He shouted, “Don’t forget that story by the end of June. C’mon Ryan, give us some of that ole thunder...we need a few of us mad.”
Ryan shook his head in ascent and muttered, “A few of us mad? This whole place is nuts and everybody in it is too damn nuts to do anything
about it but get more nuts for trying.” He put his groceries down on the floor, closed the door, walked around the front, unlocked his side and sat down behind the wheel.
“A story? You mean one with words in it—that kind of story?”
He thought, “What time is it, bedtime? Everybody’s already asleep. Something for the afternoon to calm us all down? Nobody gets mad anymore.
Half the nation is tranquilized and who knows what the other half are on. Look what happened back in 2003 when Kerr-McGee was found dumping their stale Perchlorate laden rocket fuel into our water supply
and nobody says anything except national security. We don’t hear from the hundreds of thousands of families afflicted with birth defects, deformities and disabilities that occurred after pregnant mothers
dined on vegetables irrigated with Kerr-McGee’s Perchlorate and then nursed their infants on its thyroid and brain killing toxins. Shall we talk about ConEd’s current plan to irradiate the desert’s
population with their profitable new proposal to erect high tension wires of death?
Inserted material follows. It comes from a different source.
PR #2225, opened 2026-06-17
fix: apply URL filters to resource loading

mturac:
Fixes #2218.

`McpContext.loadResource()` already validated `file:` resources through workspace roots, but direct `http:`/`https:` resource fetches did not apply the configured URL filters. This threads the existing blocked/allowed URL patterns into the context and checks them before fetching remote resources.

Who will care or bother to sue especially after we’re all dead or dying from cancers, gone mad with inexplicable
neurological disorders and left to rot through medical inattention?
“No. Something without anger, rancor, blame, aspersion, or complaint of any kind. Something well-adjusted, a little something to further my career,
appropriate for retirees and young families with children to consider. No mention of things lost, thrown away, destroyed, ignored or of the political nullity, social apathy, religious insanity and
sadistic visions of state-ordered torture that we, as a nation of torturers, must now wake up to every morning.”
He examined the moment and said, “Where does a man turn for sanity, for any clarity at all?”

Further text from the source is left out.